Look through the material below and give the number of lines where the string "ExplainThisForm" appears, without any other words.
▼
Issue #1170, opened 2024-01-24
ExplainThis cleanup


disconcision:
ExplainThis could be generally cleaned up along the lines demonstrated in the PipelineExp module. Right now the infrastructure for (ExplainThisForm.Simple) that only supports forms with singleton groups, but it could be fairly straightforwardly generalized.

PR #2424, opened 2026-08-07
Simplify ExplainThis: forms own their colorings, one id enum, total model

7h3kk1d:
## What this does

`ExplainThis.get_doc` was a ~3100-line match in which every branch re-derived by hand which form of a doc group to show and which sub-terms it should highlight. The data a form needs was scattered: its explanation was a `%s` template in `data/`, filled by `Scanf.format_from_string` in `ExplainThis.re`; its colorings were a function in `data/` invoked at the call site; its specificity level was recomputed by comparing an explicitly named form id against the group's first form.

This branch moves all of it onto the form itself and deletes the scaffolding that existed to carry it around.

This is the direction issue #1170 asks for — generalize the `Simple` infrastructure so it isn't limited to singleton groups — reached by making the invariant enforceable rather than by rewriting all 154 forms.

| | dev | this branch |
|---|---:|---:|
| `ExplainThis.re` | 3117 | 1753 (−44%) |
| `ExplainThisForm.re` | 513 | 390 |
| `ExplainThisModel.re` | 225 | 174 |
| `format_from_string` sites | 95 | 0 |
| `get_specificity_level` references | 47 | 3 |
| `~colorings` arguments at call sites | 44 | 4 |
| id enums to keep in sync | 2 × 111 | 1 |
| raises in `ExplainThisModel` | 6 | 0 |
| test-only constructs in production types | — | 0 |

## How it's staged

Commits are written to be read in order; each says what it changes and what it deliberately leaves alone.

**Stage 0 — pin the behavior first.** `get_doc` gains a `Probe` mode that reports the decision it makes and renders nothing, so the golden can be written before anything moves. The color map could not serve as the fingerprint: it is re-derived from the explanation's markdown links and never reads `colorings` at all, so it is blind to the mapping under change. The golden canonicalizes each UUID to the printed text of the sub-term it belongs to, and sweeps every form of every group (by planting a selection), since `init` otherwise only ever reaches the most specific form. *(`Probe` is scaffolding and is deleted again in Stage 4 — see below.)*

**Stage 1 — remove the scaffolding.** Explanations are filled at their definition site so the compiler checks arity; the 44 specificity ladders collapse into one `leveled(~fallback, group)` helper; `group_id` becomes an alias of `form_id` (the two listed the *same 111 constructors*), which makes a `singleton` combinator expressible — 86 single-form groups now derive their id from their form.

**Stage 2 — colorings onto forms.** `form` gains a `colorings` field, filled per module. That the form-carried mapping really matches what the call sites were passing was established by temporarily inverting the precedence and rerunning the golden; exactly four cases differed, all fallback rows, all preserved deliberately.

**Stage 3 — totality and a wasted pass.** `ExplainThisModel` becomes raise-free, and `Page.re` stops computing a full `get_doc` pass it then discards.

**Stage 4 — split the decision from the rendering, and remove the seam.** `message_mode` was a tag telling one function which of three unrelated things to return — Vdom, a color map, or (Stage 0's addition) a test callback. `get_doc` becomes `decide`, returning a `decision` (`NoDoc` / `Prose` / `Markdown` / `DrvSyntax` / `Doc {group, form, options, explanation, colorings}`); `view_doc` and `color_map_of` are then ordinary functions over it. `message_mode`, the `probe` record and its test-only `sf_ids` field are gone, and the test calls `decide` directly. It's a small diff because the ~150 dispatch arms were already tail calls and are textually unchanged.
▲
◆ Task output: 2